WHAT YOU SHOULD DO:
Could you print all of the data below again, exactly?

DATA SHOWN:
PR #835, opened 2026-03-11
Wire up bitwarden-sync in cli and add temporary sync command

Hinton:
## 📔 Objective

Wire up the new sync infrastructure in the CLI and add a skeleton sync command which can be used during development.


crates/bw/src/platform/sync.rs
```diff
@@ -0,0 +1,26 @@
...
+pub struct SyncArgs {
+    #[arg(short = 'f', long, help = "Force a full sync.")]
+    pub force: bool,
+
+    #[arg(long, help = "Get the last sync date.")]
+    pub last: bool,
+}
+
+/// Temporary sync implementation so you can call `bw sync` and have it do something.
+pub(crate) async fn execute_sync(client: PasswordManagerClient, _args: SyncArgs) -> CommandResult {
```
dani-garcia: I think this would be best if we moved this method to be part of SyncArgs:
```rust
impl SyncArgs {
    pub async fn run(&self, client: PasswordManagerClient) -> ... {}
}
```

EXERCISE SOLUTION:
PR #835, opened 2026-03-11
Wire up bitwarden-sync in cli and add temporary sync command

Hinton:
## 📔 Objective

Wire up the new sync infrastructure in the CLI and add a skeleton sync command which can be used during development.


crates/bw/src/platform/sync.rs
```diff
@@ -0,0 +1,26 @@
...
+pub struct SyncArgs {
+    #[arg(short = 'f', long, help = "Force a full sync.")]
+    pub force: bool,
+
+    #[arg(long, help = "Get the last sync date.")]
+    pub last: bool,
+}
+
+/// Temporary sync implementation so you can call `bw sync` and have it do something.
+pub(crate) async fn execute_sync(client: PasswordManagerClient, _args: SyncArgs) -> CommandResult {
```
dani-garcia: I think this would be best if we moved this method to be part of SyncArgs:
```rust
impl SyncArgs {
    pub async fn run(&self, client: PasswordManagerClient) -> ... {}
}
```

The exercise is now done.